Now we can submit an ingress for the cheese websites.

  1. apiVersion: extensions/v1beta1
  2. kind: Ingress
  3. metadata:
  4.   name: cheese
  5. spec:
  6.   rules:
  7.   - host: stilton.local
  8.     http:
  9.       paths:
  10.       - path: /
  11.         backend:
  12.           serviceName: stilton
  13.           servicePort: http
  14.   - host: cheddar.local
  15.     http:
  16.       paths:
  17.       - path: /
  18.         backend:
  19.           serviceName: cheddar
  20.           servicePort: http
  21.   - host: wensleydale.local
  22.     http:
  23.       paths:
  24.       - path: /
  25.         backend:
  26.           serviceName: wensleydale
  27.           servicePort: http

examples/k8s/cheese-ingress.yaml

Notice that we list each hostname, and add a backend service.
  1. kubectl apply -f examples/k8s/cheese-ingress.yaml

Now visit the Træfɪk dashboard and you should see a frontend for each host. Along with a backend listing for each service with a Server set up for each pod.

If you edit your /etc/hosts again you should be able to access the cheese websites in your browser.

  1. echo "$(minikube ip) stilton.local cheddar.local wensleydale.local" | sudo tee -a /etc/hosts

Path based routing

Now lets suppose that our fictional client has decided that while they are super happy about our cheesy web design, when they asked for 3 websites they had not really bargained on having to buy 3 domain names.

No problem, we say, why don't we reconfigure the sites to host all 3 under one domain.

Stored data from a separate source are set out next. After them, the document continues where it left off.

PR #590, opened 2025-05-21
Test ruff failures

purva-thakre:


src/tqec/__init__.py
```diff
@@ -1,5 +1,5 @@
-from ._version import __version__ as __version__
-from .compile import compile_block_graph as compile_block_graph
-from .computation.block_graph import BlockGraph as BlockGraph
-from .utils import Basis as Basis
-from .utils import NoiseModel as NoiseModel
```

  1. apiVersion: extensions/v1beta1
  2. kind: Ingress
  3. metadata:
  4.   name: cheeses
  5.   annotations:
  6.     traefik.frontend.rule.type: pathprefixstrip
  7. spec:
  8.   rules:
  9.   - host: cheeses.local
  10.     http:
  11.       paths:
  12.       - path: /stilton
  13.         backend:
  14.           serviceName: stilton
  15.           servicePort: http
  16.       - path: /cheddar
  17.         backend:
  18.           serviceName: cheddar
  19.           servicePort: http
  20.       - path: /wensleydale
  21.         backend:
  22.           serviceName: wensleydale
  23.           servicePort: http

examples/k8s/cheeses-ingress.yaml

Notice that we are configuring Træfɪk to strip the prefix from the url path with the traefik.frontend.rule.type annotation so that we can use the containers from the previous example without modification.
  1. kubectl apply -f examples/k8s/cheeses-ingress.yaml
  1. echo "$(minikube ip) cheeses.local" | sudo tee -a /etc/hosts

You should now be able to visit the websites in your browser.